En mai 2009, la France accueille l’Algérien Lakhmar Boumediene, innocenté par la justice américaine après avoir passé huit années dans le centre de détention sur l’île de Cuba.

L’Elysée veut faire plus, mais évoque aussi des difficultés, demandant notamment que les renseignements américains livrent plus d’informations sur les détenus. En juin 2009, Jean-David Levitte, le conseiller diplomatique de M.Sarkozy, décrit l’accueil de Lakhmar Boumediene comme « le début d’un processus », ajoutant que Paris veut « évaluer également d’autres candidats », écrit un diplomate américain.

Les responsables français s’inquiètent de la réaction du public en France. M.Levitte parle d’un « manque de marge de manœuvre des autorités françaises, dû au fait que l’opinion française se demande pourquoi la France devrait accueillir des détenus considérés trop dangereux pour être acceptés aux Etats-Unis », note un télégramme. Le Congrès américain s’opposera en effet à ce que des détenus soient transférés vers les Etats-Unis.

PROPOS RASSURANTS

Un autre document américain, le 9 juillet 2009, souligne cette préoccupation française d’image. Eric Chevallier, le conseiller spécial de M. Kouchner, annonce à Dan Fried, l’émissaire américain chargé du dossier Guantanamo, que la France est prête à étudier « favorablement six nouveaux dossiers de détenus ». Mais il ajoute qu’une décision positive du Congrès sur le transfèrement de détenus vers les Etats-Unis « n’est pas loin d’être une pré-condition ». M. Chevallier semble aussi vouloir rassurer son interlocuteur : « la France n’interviendra pas négativement dans les discussions menées entre les Etats-Unis et d’autres pays, par exemple l’Espagne, l’Italie et le Portugal » pour l’accueil de détenus.

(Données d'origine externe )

Issue #809, opened 2023-05-23
New function `replicate!(agent, model; different_kwargs…)`


franfram:
**Is your feature request related to a problem? Please describe.**

I'm working on a project involving an ABM for animal movement and disease ecology. Following the Predator-prey dynamics [example](https://juliadynamics.github.io/Agents.jl/stable/examples/predator_prey/), we use the `reproduce!` function to manage the reproduction of agents: 
```julia
function reproduce!(agent::A, model) where {A}
    agent.energy /= 2
    id = nextid(model)
    offspring = A(id, agent.pos, agent.energy, agent.reproduction_prob, agent.Δenergy)
    add_agent_pos!(offspring, model)
    return
end
```

The problem with this function is that it's not very general, it assumes that the agent has certain properties (e.g., energy, reproduction_prob, \Deltaenergy). Thus it can not be used in a different scenario with different agents. But if the function could somehow infer the properties of the agent, it would be more general and could be reused across different scenarios.

**Describe the solution you'd like**
A good solution would be a new function `replicate!(agent, model; different_kwargs...)` that given an agent, it creates a new agent at the same position and with the same fields, but with the possibility to specify certain fields that should be different.

Cheers!

Datseris:
```julia


function
replicate!(agent::AbstractAgent, model::ABM;
 kwargs...)

# Get the properties of the agent

properties =
fieldnames(typeof(agent))

# Create a dictionary to hold the new agent's properties

new_properties =
Dict{Symbol, Any}()



# Copy the properties from the old agent to the new agent

for property
in properties

if property
!= :id
&& property
!= :pos

new_properties[property] =
getfield(agent, property)

end

end



# Override any properties specified in kwargs

for (key, value)
in kwargs

new_properties[key] = value

end



# Create the new agent

add_agent!(agent.pos, model; new_properties...)

end


```

pasting here some reference code from Francis

Tortar:
I think this should be faster, even if probably less than manually creating the agent:

```
function replicate!(agent::AbstractAgent, model::ABM; kwargs...)

    newagent = deepcopy(agent)

    # Override any properties specified in kwargs
    for (key, value) in kwargs
        new_properties[key] = value
    end

    newagent.id = nextid(model)
    add_agent_pos!(newagent, model)
end
```

Tortar:
actually seems very slow, but anyway a deepcopy is necessary since we can't pass by reference all attributes (a vector for example)

[...]

PR #830, opened 2023-07-13
New function: replicate!

Tortar:
Implemented the function described in #809. 

I decided to include it in the sample.jl file since this redefinition of `deepcopy` should benefit also `sample!`.

This still needs some tests. Will also benchmark the benefit for `sample!`.

### DIFF
--- a/CHANGELOG.md
+++ b/CHANGELOG.md
@@ -1,6 +1,6 @@
 # main
 
-- New function `replicate!` allows to create new instances of an agent given in input specyfing some fields with
+- New function `replicate!` allows to create a new instance of an agent given in input with the possibility to specify some fields with
   new values.
 - The `sample!` function is 3x faster than before.
   
--- a/CHANGELOG.md
+++ b/CHANGELOG.md
@@ -1,7 +1,7 @@
 # main
 
-- New function `replicate!` allows to create a new instance of an agent given in input with the possibility to specify some fields with
-  new values.
+- New function `replicate!` allows to create a new instance of a given agent at the same position with the possibility to specify some
+  fields with new values.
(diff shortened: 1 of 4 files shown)


Tortar:
Running this:

using Agents, BenchmarkTools

mutable struct FakeAgent <: AbstractAgent
    id::Int
end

Lors de la même réunion, un autre diplomate français s’enquiert auprès de M. Fried des « versements financiers accordés par les Etats-Unis » à certains pays comme « l’île de Palau ou l’archipel des Bermudes, après leur accueil de prisonniers ouïghours ». Paris semble ainsi s’intéresser à un accompagnement en argent. « Fried a clarifié que ces fonds ne visent qu’à couvrir des dépenses remboursables, et qu’ils sont minimaux », indique le document américain. Le diplomate français répond que « les autorités françaises ont procédé à un suivi de l’opinion publique à propos de l’accueil de Boumediene, et que l’utilisation d’argent du contribuable pour les transfèrement de détenus constitue une des préoccupations majeures ».

En décembre 2009, la France accueille un deuxième ex-détenu algérien de Guantanamo, Saber Lahmar. Il est à ce jour le dernier. En septembre 2010, l’Algérien Nabil Hadjarad, emprisonné à Guantanamo depuis huit ans, s’est vu opposé un refus des autorités françaises.